I initially thought assumption was that you might never reach it but only if the number was low enough that the succeeding half distances covered never make it but I wasn't certain if 5 was a low enough initial distance so I experimented with a calculator, then I realized first of all 5 is not too low as you do reach 10 and second of all, it is just addition so you would reach there eventually (although I was still aware that I was making an assumption so I am skeptical to decide whether this is the case for *any* initial number).


----------



## Felipe (Feb 25, 2016)

Mantra said:


> Hey I am just curious to see what your question methods reveal about a person (and what they could reveal about me too)
> So if you were asking me I would have answered that "are you saying that it doesn't matter whether it's Te or Ti? -_ because 4 and 4 are the same number and even if you flip them round it comes to the same conclusion of 16_ (which is specific towards the last question in the previous post)"


when you ask a Te how much is 4x4, they answer first and ask questions later. If you ask that to a Ti they will ask you a bunch of questions, assume what are you trying to do, as questions about that and rarely answer straight up.


----------



## Baphomet (Apr 20, 2015)

Felipe said:


> when you ask a Te how much is 4x4, they answer first and ask questions later. If you ask that to a Ti they will ask you a bunch of questions, assume what are you trying to do, as questions about that and rarely answer straight up.


lol I see. Does it matter what order the Ti is? so Dom Ti has MORE questions compared to Inf Ti?
Also, does whether you are using Ni or Si influence the type of questions, im assuming yes but I am curious to see your take on it.

Another thing, in order for this to test someone, should I only ask the "how much is 4x4" after previously talking about some specific subject to SEE if they relate it to that subject and question it initially or just give a straight answer?

I have quite afew more questions lol but I don't want to bombard you and it might be more appropriate to pm you if I have more questions (if you are willing to answer).


----------



## Felipe (Feb 25, 2016)

Mantra said:


> lol I see. Does it matter what order the Ti is? so Dom Ti has MORE questions compared to Inf Ti?


I don't think the order matters in this case, the thinking process of FJ and TP is the same for non-ethical issues. I guess the only difference is that TP would try to come up with something else and leave the question even more complex and FJ would be more fascinated with the paradox but wouldn't go much beyond it cause they have better things to do I guess.



Mantra said:


> Also, does whether you are using Ni or Si influence the type of questions, im assuming yes but I am curious to see your take on it.


Yes. But I wasn't looking for sensing vs intuition. My question would have been different in this case



Mantra said:


> Another thing, in order for this to test someone, should I only ask the "how much is 4x4" after previously talking about some specific subject to SEE if they relate it to that subject and question it initially or just give a straight answer?

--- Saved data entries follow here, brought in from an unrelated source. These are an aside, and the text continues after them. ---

PR #1687, opened 2023-05-08
Update React Module and Quickstart Steps

leightkt:
### Description
Update react module and quickstart steps to be more accurate in documenation

### Docs Checklist
- [ ] Include a screenshot of any changes ([see docs README on running locally](https://github.com/blocknative/web3-onboard/blob/develop/docs/README.md))
- [ ] Add/update the appropriate package README (if applicable)
- [ ] Add/update the related module in the [docs demo](https://github.com/blocknative/web3-onboard/blob/develop/docs/src/lib/services/onboard.js) (if applicable)
- [ ] Add/update the related package in the `docs/package.json` file (if applicable)

Screenshot 2023-05-08 at 12 36 10 PM
Screenshot 2023-05-08 at 12 36 36 PM
Screenshot 2023-05-08 at 12 36 51 PM
Screenshot 2023-05-08 at 12 37 04 PM

Screenshot 2023-05-08 at 12 37 20 PM

PR #1665, opened 2023-04-28
Enhancement: Docs upgrade- kit-docs and sveltejs/kit

leightkt:
### Description
Upgrades: 
@svelteness/kit-docs: 1.1.3
@sveltejs/kit: 1.5.0
Fixes font loading
Routes restructured to work with new kit-docs structure: [https://kitdocs.vercel.app/docs/getting-started/quickstart](https://kitdocs.vercel.app/docs/getting-started/quickstart)

### Checklist
- [NA] Increment the version field in `package.json` of the package you have made changes in following [semantic versioning](https://semver.org/) and using alpha release tagging
- [x] Check the box that allows repo maintainers to update this PR
- [x] Test locally to make sure this feature/fix works
- [x] Run `yarn check-all` to confirm there are not any associated errors
- [x] Confirm this PR passes Circle CI checks
- [x] Add or update relevant information in the documentation

PR #1705, opened 2023-05-11
Release 2.22.1 (docs)

leightkt:
#### Docs:

- Update: Upgrade Docs to @svelteness/kit-docs 1.1.3 #1665 
- Update: React Quickstart Examples #1687

### **📦 Changes per package**


docs/src/lib/services/onboard.js
```diff
@@ -106,6 +105,8 @@ const intiOnboard = async (theme) => {
     apiKey: 'pk_live_02207D744E81C2BA'
   })
 
+  const frame = frameModule()
+
   return Onboard({
     wallets: [
```
Adamj1232, line 111: Do we want to add Frame to the wallets list? If so prob a little lower in the lineup

Adamj1232: nm just saw it down there!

I think you're overestimating me and the method I used. I'm not an authority in mbti, these are just my opinions. Most of it I made it up on the spot lol (I believe it's true though).



Mantra said:


> I have quite afew more questions lol but I don't want to bombard you


Yeah that sounds very FJ, if you don't mind me telling the type you already self-typed. Don't PM me though :crazy: (nothing against talking to you it's just that I avoid PM's for other reasons)


----------



## Baphomet (Apr 20, 2015)

Felipe said:


> Yes. But I wasn't looking for sensing vs intuition. My question would have been different in this case


 I see. So how would you go about questioning if you were trying to identify sensing vs intuition?




Felipe said:


> I think you're overestimating me and the method I used. I'm not an authority in mbti, these are just my opinions. Most of it I made it up on the spot lol (I believe it's true though).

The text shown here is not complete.